→ REQUIRED WORK: Print all entries word for word.

:: RECORDS FOR THIS EXERCISE

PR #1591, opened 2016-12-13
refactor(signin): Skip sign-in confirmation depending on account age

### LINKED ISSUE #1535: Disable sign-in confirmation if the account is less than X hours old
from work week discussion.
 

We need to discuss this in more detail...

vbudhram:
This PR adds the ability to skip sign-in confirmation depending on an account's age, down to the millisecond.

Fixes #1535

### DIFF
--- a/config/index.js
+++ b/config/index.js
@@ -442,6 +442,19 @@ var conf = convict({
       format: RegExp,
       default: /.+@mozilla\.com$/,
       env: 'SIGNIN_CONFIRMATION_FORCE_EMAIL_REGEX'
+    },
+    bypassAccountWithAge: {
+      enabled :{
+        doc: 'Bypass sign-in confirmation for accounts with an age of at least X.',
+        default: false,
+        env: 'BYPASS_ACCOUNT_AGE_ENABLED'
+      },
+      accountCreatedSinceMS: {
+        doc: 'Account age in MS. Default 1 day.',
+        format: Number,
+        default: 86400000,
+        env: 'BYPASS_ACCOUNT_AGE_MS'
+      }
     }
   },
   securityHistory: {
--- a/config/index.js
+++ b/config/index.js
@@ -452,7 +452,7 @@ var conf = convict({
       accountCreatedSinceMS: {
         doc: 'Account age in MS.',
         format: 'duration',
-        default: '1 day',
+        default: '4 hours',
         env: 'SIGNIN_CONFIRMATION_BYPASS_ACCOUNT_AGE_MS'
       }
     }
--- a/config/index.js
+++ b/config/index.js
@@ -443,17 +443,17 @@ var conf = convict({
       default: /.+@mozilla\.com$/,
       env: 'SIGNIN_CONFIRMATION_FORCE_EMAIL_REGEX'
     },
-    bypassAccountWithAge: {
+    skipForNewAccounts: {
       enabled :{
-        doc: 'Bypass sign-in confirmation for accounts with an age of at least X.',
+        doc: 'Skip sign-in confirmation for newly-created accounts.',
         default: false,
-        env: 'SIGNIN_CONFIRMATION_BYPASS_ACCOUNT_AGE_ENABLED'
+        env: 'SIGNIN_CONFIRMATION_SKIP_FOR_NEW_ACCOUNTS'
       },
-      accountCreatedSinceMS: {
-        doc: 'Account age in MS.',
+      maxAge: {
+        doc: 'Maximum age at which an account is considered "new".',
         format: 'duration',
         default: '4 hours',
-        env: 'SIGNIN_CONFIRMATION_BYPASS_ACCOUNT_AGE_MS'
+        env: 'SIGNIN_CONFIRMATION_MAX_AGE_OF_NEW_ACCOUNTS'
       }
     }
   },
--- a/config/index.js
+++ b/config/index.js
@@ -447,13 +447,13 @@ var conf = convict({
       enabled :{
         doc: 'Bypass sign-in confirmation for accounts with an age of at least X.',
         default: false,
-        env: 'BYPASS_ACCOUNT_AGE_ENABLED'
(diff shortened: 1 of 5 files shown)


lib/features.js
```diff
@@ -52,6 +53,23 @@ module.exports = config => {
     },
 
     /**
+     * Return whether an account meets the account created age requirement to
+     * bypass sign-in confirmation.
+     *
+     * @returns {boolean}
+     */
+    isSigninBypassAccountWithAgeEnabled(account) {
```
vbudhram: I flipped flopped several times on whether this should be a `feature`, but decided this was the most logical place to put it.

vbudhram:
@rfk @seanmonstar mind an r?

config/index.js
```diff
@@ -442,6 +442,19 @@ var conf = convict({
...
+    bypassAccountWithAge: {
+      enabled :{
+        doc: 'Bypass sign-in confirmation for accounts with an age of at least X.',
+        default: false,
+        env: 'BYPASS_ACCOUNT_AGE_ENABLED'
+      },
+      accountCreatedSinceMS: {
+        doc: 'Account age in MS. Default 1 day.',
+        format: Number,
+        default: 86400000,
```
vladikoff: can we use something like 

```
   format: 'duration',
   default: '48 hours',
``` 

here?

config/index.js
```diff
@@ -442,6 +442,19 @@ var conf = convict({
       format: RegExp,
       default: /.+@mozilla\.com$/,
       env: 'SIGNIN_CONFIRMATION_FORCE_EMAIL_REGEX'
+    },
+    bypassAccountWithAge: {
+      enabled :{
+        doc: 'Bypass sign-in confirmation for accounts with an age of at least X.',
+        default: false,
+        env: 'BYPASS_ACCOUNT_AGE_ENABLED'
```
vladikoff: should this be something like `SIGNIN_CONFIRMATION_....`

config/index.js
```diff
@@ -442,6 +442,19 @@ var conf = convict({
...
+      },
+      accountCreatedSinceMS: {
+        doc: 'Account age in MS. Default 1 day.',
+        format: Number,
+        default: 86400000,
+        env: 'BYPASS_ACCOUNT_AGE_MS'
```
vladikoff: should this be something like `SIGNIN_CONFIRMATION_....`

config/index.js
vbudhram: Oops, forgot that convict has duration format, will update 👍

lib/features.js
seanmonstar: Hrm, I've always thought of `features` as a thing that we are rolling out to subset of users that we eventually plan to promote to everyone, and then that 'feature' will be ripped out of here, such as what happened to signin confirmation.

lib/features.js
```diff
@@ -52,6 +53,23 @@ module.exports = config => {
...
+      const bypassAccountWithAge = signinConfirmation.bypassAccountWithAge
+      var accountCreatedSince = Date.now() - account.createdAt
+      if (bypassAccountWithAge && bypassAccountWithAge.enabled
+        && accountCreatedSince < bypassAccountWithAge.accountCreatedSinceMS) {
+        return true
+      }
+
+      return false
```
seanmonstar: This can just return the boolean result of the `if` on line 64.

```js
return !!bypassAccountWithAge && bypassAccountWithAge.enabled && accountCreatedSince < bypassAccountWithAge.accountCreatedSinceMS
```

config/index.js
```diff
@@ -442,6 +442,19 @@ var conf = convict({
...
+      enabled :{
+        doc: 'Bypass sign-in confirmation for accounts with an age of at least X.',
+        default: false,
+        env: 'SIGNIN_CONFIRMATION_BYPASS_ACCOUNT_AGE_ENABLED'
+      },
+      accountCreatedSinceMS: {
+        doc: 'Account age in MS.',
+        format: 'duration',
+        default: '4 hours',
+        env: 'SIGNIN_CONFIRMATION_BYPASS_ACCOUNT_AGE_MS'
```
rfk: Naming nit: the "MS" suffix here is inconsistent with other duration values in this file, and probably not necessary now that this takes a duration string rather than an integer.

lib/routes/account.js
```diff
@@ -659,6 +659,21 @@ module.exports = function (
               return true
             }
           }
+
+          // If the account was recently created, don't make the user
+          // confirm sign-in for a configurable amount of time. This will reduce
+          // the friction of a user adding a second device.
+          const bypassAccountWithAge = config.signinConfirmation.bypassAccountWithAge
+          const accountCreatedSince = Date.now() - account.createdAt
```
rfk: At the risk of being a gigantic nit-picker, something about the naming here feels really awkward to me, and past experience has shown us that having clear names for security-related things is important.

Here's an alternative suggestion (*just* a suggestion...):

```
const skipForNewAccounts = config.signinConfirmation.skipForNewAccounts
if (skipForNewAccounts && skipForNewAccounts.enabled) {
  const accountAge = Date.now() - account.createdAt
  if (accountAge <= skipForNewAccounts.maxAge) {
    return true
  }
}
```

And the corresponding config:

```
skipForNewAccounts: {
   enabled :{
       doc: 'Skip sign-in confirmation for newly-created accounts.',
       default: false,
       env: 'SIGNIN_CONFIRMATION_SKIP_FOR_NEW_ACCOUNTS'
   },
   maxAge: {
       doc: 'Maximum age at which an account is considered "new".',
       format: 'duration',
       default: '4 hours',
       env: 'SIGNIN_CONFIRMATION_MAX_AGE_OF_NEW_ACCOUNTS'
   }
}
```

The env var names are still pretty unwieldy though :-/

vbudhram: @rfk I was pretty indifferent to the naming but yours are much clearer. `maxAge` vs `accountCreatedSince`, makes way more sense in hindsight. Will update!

::::

→ ANSWER TO THE PROBLEM:
PR #1591, opened 2016-12-13
refactor(signin): Skip sign-in confirmation depending on account age

### LINKED ISSUE #1535: Disable sign-in confirmation if the account is less than X hours old
from work week discussion.
 

We need to discuss this in more detail...

vbudhram:
This PR adds the ability to skip sign-in confirmation depending on an account's age, down to the millisecond.

Fixes #1535

### DIFF
--- a/config/index.js
+++ b/config/index.js
@@ -442,6 +442,19 @@ var conf = convict({
       format: RegExp,
       default: /.+@mozilla\.com$/,
       env: 'SIGNIN_CONFIRMATION_FORCE_EMAIL_REGEX'
+    },
+    bypassAccountWithAge: {
+      enabled :{
+        doc: 'Bypass sign-in confirmation for accounts with an age of at least X.',
+        default: false,
+        env: 'BYPASS_ACCOUNT_AGE_ENABLED'
+      },
+      accountCreatedSinceMS: {
+        doc: 'Account age in MS. Default 1 day.',
+        format: Number,
+        default: 86400000,
+        env: 'BYPASS_ACCOUNT_AGE_MS'
+      }
     }
   },
   securityHistory: {
--- a/config/index.js
+++ b/config/index.js
@@ -452,7 +452,7 @@ var conf = convict({
       accountCreatedSinceMS: {
         doc: 'Account age in MS.',
         format: 'duration',
-        default: '1 day',
+        default: '4 hours',
         env: 'SIGNIN_CONFIRMATION_BYPASS_ACCOUNT_AGE_MS'
       }
     }
--- a/config/index.js
+++ b/config/index.js
@@ -443,17 +443,17 @@ var conf = convict({
       default: /.+@mozilla\.com$/,
       env: 'SIGNIN_CONFIRMATION_FORCE_EMAIL_REGEX'
     },
-    bypassAccountWithAge: {
+    skipForNewAccounts: {
       enabled :{
-        doc: 'Bypass sign-in confirmation for accounts with an age of at least X.',
+        doc: 'Skip sign-in confirmation for newly-created accounts.',
         default: false,
-        env: 'SIGNIN_CONFIRMATION_BYPASS_ACCOUNT_AGE_ENABLED'
+        env: 'SIGNIN_CONFIRMATION_SKIP_FOR_NEW_ACCOUNTS'
       },
-      accountCreatedSinceMS: {
-        doc: 'Account age in MS.',
+      maxAge: {
+        doc: 'Maximum age at which an account is considered "new".',
         format: 'duration',
         default: '4 hours',
-        env: 'SIGNIN_CONFIRMATION_BYPASS_ACCOUNT_AGE_MS'
+        env: 'SIGNIN_CONFIRMATION_MAX_AGE_OF_NEW_ACCOUNTS'
       }
     }
   },
--- a/config/index.js
+++ b/config/index.js
@@ -447,13 +447,13 @@ var conf = convict({
       enabled :{
         doc: 'Bypass sign-in confirmation for accounts with an age of at least X.',
         default: false,
-        env: 'BYPASS_ACCOUNT_AGE_ENABLED'
(diff shortened: 1 of 5 files shown)


lib/features.js
```diff
@@ -52,6 +53,23 @@ module.exports = config => {
     },
 
     /**
+     * Return whether an account meets the account created age requirement to
+     * bypass sign-in confirmation.
+     *
+     * @returns {boolean}
+     */
+    isSigninBypassAccountWithAgeEnabled(account) {
```
vbudhram: I flipped flopped several times on whether this should be a `feature`, but decided this was the most logical place to put it.

vbudhram:
@rfk @seanmonstar mind an r?

config/index.js
```diff
@@ -442,6 +442,19 @@ var conf = convict({
...
+    bypassAccountWithAge: {
+      enabled :{
+        doc: 'Bypass sign-in confirmation for accounts with an age of at least X.',
+        default: false,
+        env: 'BYPASS_ACCOUNT_AGE_ENABLED'
+      },
+      accountCreatedSinceMS: {
+        doc: 'Account age in MS. Default 1 day.',
+        format: Number,
+        default: 86400000,
```
vladikoff: can we use something like 

```
   format: 'duration',
   default: '48 hours',
``` 

here?

config/index.js
```diff
@@ -442,6 +442,19 @@ var conf = convict({
       format: RegExp,
       default: /.+@mozilla\.com$/,
       env: 'SIGNIN_CONFIRMATION_FORCE_EMAIL_REGEX'
+    },
+    bypassAccountWithAge: {
+      enabled :{
+        doc: 'Bypass sign-in confirmation for accounts with an age of at least X.',
+        default: false,
+        env: 'BYPASS_ACCOUNT_AGE_ENABLED'
```
vladikoff: should this be something like `SIGNIN_CONFIRMATION_....`

config/index.js
```diff
@@ -442,6 +442,19 @@ var conf = convict({
...
+      },
+      accountCreatedSinceMS: {
+        doc: 'Account age in MS. Default 1 day.',
+        format: Number,
+        default: 86400000,
+        env: 'BYPASS_ACCOUNT_AGE_MS'
```
vladikoff: should this be something like `SIGNIN_CONFIRMATION_....`

config/index.js
vbudhram: Oops, forgot that convict has duration format, will update 👍

lib/features.js
seanmonstar: Hrm, I've always thought of `features` as a thing that we are rolling out to subset of users that we eventually plan to promote to everyone, and then that 'feature' will be ripped out of here, such as what happened to signin confirmation.

lib/features.js
```diff
@@ -52,6 +53,23 @@ module.exports = config => {
...
+      const bypassAccountWithAge = signinConfirmation.bypassAccountWithAge
+      var accountCreatedSince = Date.now() - account.createdAt
+      if (bypassAccountWithAge && bypassAccountWithAge.enabled
+        && accountCreatedSince < bypassAccountWithAge.accountCreatedSinceMS) {
+        return true
+      }
+
+      return false
```
seanmonstar: This can just return the boolean result of the `if` on line 64.

```js
return !!bypassAccountWithAge && bypassAccountWithAge.enabled && accountCreatedSince < bypassAccountWithAge.accountCreatedSinceMS
```

config/index.js
```diff
@@ -442,6 +442,19 @@ var conf = convict({
...
+      enabled :{
+        doc: 'Bypass sign-in confirmation for accounts with an age of at least X.',
+        default: false,
+        env: 'SIGNIN_CONFIRMATION_BYPASS_ACCOUNT_AGE_ENABLED'
+      },
+      accountCreatedSinceMS: {
+        doc: 'Account age in MS.',
+        format: 'duration',
+        default: '4 hours',
+        env: 'SIGNIN_CONFIRMATION_BYPASS_ACCOUNT_AGE_MS'
```
rfk: Naming nit: the "MS" suffix here is inconsistent with other duration values in this file, and probably not necessary now that this takes a duration string rather than an integer.

lib/routes/account.js
```diff
@@ -659,6 +659,21 @@ module.exports = function (
               return true
             }
           }
+
+          // If the account was recently created, don't make the user
+          // confirm sign-in for a configurable amount of time. This will reduce
+          // the friction of a user adding a second device.
+          const bypassAccountWithAge = config.signinConfirmation.bypassAccountWithAge
+          const accountCreatedSince = Date.now() - account.createdAt
```
rfk: At the risk of being a gigantic nit-picker, something about the naming here feels really awkward to me, and past experience has shown us that having clear names for security-related things is important.

Here's an alternative suggestion (*just* a suggestion...):

```
const skipForNewAccounts = config.signinConfirmation.skipForNewAccounts
if (skipForNewAccounts && skipForNewAccounts.enabled) {
  const accountAge = Date.now() - account.createdAt
  if (accountAge <= skipForNewAccounts.maxAge) {
    return true
  }
}
```

And the corresponding config:

```
skipForNewAccounts: {
   enabled :{
       doc: 'Skip sign-in confirmation for newly-created accounts.',
       default: false,
       env: 'SIGNIN_CONFIRMATION_SKIP_FOR_NEW_ACCOUNTS'
   },
   maxAge: {
       doc: 'Maximum age at which an account is considered "new".',
       format: 'duration',
       default: '4 hours',
       env: 'SIGNIN_CONFIRMATION_MAX_AGE_OF_NEW_ACCOUNTS'
   }
}
```

The env var names are still pretty unwieldy though :-/

vbudhram: @rfk I was pretty indifferent to the naming but yours are much clearer. `maxAge` vs `accountCreatedSince`, makes way more sense in hindsight. Will update!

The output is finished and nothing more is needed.